[racket-dev] Set Equality with Cyclic Structure is not as Expected

Hi,

The following code snippet is a bit confusing to me. Sets with cyclic structure
are not equal? even though they meet my intuitive definition of equal. I'm
curious exactly where my intuition goes wrong.

I imagine the reason why Racket can conclude that the lists are equal is because
the ordering of the list provides a necessary level of disambiguation. With a
set, Racket cannot be certain which element should match between the two
data, and this means potentially following cycles forever? I'm not entirely
clear on my reasoning, but I think this must be related to the root cause.
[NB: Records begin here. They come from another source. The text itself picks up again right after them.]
Issue #1569, opened 2023-01-09
OBI coverage model does not compile with VCS


guojiazhuxi:
<br>**Environment**: OS：VMware Ubuntu 20.04.5 LTS  VCS:O-2018.09-SP2-3

## Bug 1：

**core-v-verif/lib/uvm_agents/uvma_obi_memory/src/comps/uvma_obi_memory_cov_model.sv** Line 51-68 of the file, use VCS to compile and report an error. The error is shown in the figure below.
![image](https://user-images.githubusercontent.com/49388283/211302357-3162768d-7d17-4f09-ad5e-deb672cedaf0.png)
In order to run smoothly, I first commented out lines 51-68

## Bug 2：

In **core-v-verif/mk/Common.mk** file. The **CFLAGS** variable in line 316 of the file should be **export**, Because this variable is transmitted to the Makefile file behind.

## Bug 3：

1.Line 31 in file **core-v-verif/cv32e40p/tb/uvmt/uvmt_cv32e40p.flist**, It should not be **$(DV_SVLIB_PATH)**，It should be **${DV_SVLIB_PATH}**

## Bug 4：In file **core-v-verif/mk/vcs.mk**.

1.Line 33, `SIMV = $(CV_TOOL_PREFIX) simv -licwait 20` is error , It should be `SIMV = $(CV_TOOL_PREFIX)simv -licwait 20` ,No space before simv

2.Line 189, `cd $(SIM_CFG_RESULTS)/$(CFG) && $(VCS) $(VCS_COMP) -top uvmt_$(CV_CORE_LC)_tb` is error, It should be `cd $(SIM_CFG_RESULTS) && $(VCS) $(VCS_COMP) -top uvmt_$(CV_CORE_LC)_tb`

3.Line 223, **VCS_RESULTS** is no define var, It should be use **SIM_RESULTS**

## problem:
After modifying the above problems and verification software, I took the following steps. May I ask, how can I join the License of OVPSIM?
![image](https://user-images.githubusercontent.com/49388283/211313286-ca566280-7e40-42cd-9209-808843178715.png)

MikeOpenHWGroup:
Hi @guojiazhuxi, thanks for your issue.  AFAIK, currently there are no OpenHW members using VCS for CV32E40P in CORE-V-VERIF, so the Makefiles have suffered from "bit rot".

We try to avoid discussing multiple topics in a signal issue, so we will use this issue to resolve **Bug 1** only.
[...]

PR #2006, opened 2023-06-23
Reinstate VCS support for CV32E40Pv2 on master branch

MikeOpenHWGroup:
This branch was originally developed for Prabha Krishnaswami of Synopsys to reinstate VCS support of CV32E40P v2 on the master branch.   It addresses two problems:
1. VCS support in the Makefiles and related scriptware was out-of-date.
2. The "Functional Coverage Invalid With Clause Specification" (FCIWCS) VCS error in the OBI Memory functional coverage model ([link](https://github.com/openhwgroup/core-v-verif/blob/4bb9858cd7c58f8856ff544f53fe102c76ea9683/lib/uvm_agents/uvma_obi_memory/src/comps/uvma_obi_memory_cov_model.sv#L52)).


MikeOpenHWGroup:
Hi @XavierAubert, I have asked for your review for obvious reasons: this will affect the CV32E40P environment on the master branch of CORE-V-VERIF.

Hi @silabs-robin and @AyoubJalali, I have asked for your review because it contains a fix suggested by SNPS for the "Functional Coverage Invalid With Clause Specification" (FCIWCS) error emitted by VCS.  The fix here is applied to the OBI coverage model (`lib/uvm_agents/uvma_obi_memory/src/comps/uvma_obi_memory_cov_model.sv`), but it if works there it should also work for ISACOV.

MikeOpenHWGroup:
Note.  This PR should also resolve #1569.

pascalgouedo:
> Hi @XavierAubert, I have asked for your review for obvious reasons: this will affect the CV32E40P environment on the master branch of CORE-V-VERIF.

Hi @mike
We never used master because of that:

image

MikeOpenHWGroup:
Yes, I am aware that the master branch is not used by the CV32E40P v2 team.  But others who use the v1 want to use VCS and the purpose of this PR is to allow them to do that on the master branch.  Once this PR is "in" I will create another PR to allow VCS support for v2 on the cv32e40p/dev branch.

lib/uvm_agents/uvma_obi_memory/src/comps/uvma_obi_memory_cov_model.sv
```diff
@@ -49,23 +49,23 @@ covergroup cg_obi(string name,
...
    }
 
    memtype: coverpoint (trn.memtype) {
-      ignore_bins IGN_MEMTYPE = {[0:$]} with (!is_1p2);
+      ignore_bins IGN_MEMTYPE = {[0:$]} with ((item>1) && (!is_1p2));
    }
 
    prot: coverpoint (trn.prot) {
-      ignore_bins IGN_MEMTYPE = {[0:$]} with (!is_1p2);
+      ignore_bins IGN_MEMTYPE = {[0:$]} with ((item>1) && (!is_1p2));
```
silabs-robin, line 63: What about `trn.prot == 0`?

MikeOpenHWGroup: Are you suggesting:
```
ignore_bins IGN_MEMTYPE = {[0:$]} with ((trn.prot==0) && (!is_1p2));
```

silabs-robin: Will that work?
There is no _"item"_ in that, so VCS will probably still throw an error/warning?

I think maybe `(item >= 1)` should work though.
My point was only that the coverpoint starts out with `[0:$]`, but the `item>1` would inadvertently remove the `0`.

lib/uvm_agents/uvma_obi_memory/src/comps/uvma_obi_memory_cov_model.sv
```diff
@@ -49,23 +49,23 @@ covergroup cg_obi(string name,
    option.name         = name;
 
    we: coverpoint (trn.access_type) {
-      ignore_bins IGN_WRITE = {UVMA_OBI_MEMORY_ACCESS_WRITE} with (!write_enabled);
-      ignore_bins IGN_READ =  {UVMA_OBI_MEMORY_ACCESS_READ} with (!read_enabled);
+      ignore_bins IGN_WRITE = {UVMA_OBI_MEMORY_ACCESS_WRITE} with ((item>1) && (!write_enabled));
+      ignore_bins IGN_READ  = {UVMA_OBI_MEMORY_ACCESS_READ}  with ((item>1) && (!read_enabled));
```
silabs-robin, line 53: Isn't `UVMA_OBI_MEMORY_ACCESS_READ` defined to be `0`?

image

So `(item>1)` would leave this bin empty?

MikeOpenHWGroup: I think you're right.  So it should be `item>0`, no?

silabs-robin: Woops, sorry I think I wrote it wrong in my other comment as well.

Actually I would hope that `(item || 1)` would be enough to silence VCS.

But `(item >= 0)` should be correct when dealing with unsigned signals.

MikeOpenHWGroup: Done.

lib/uvm_agents/uvma_obi_memory/src/comps/uvma_obi_memory_cov_model.sv
MikeOpenHWGroup: Changed to `(item >= 0)`.

silabs-robin (approved):
Approving based on:
The changes in `uvma_obi_memory_cov_model.sv` and `mk/Common.mk` look ok to me.
I don't foresee any big problems with `libdpi_dasm.so`.
And the rest is 40p or vcs related changes which I am not concerned about.

MikeOpenHWGroup:
Thanks @silabs-robin.  Merging.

Note in the following snippet the let* forms differ only in the data constructor
used: `set' in the first form and `list' in the second form.

racket@> (let* ((a-box (box #f))
                (b-box (box #f))
                (a (set 1 a-box))
                (b (set 1 b-box)))
           (set-box! a-box a)
           (set-box! b-box b)
           (displayln a)
           (displayln b)
           (equal? a b))
#0=#<set: 1 #&#0#>
#0=#<set: 1 #&#0#>
#f
racket@>  (let* ((a-box (box #f))
                 (b-box (box #f))
                 (a (list 1 a-box))
                 (b (list 1 b-box)))
            (set-box! a-box a)
            (set-box! b-box b)
            (displayln a)
            (displayln b)
            (equal? a b))
#0=(1 #&#0#)
#0=(1 #&#0#)
#t

P.S.

For future reference, is this more of users@ material or dev@ material?

--
Dan King
College of Computer and Information Science
Northeastern University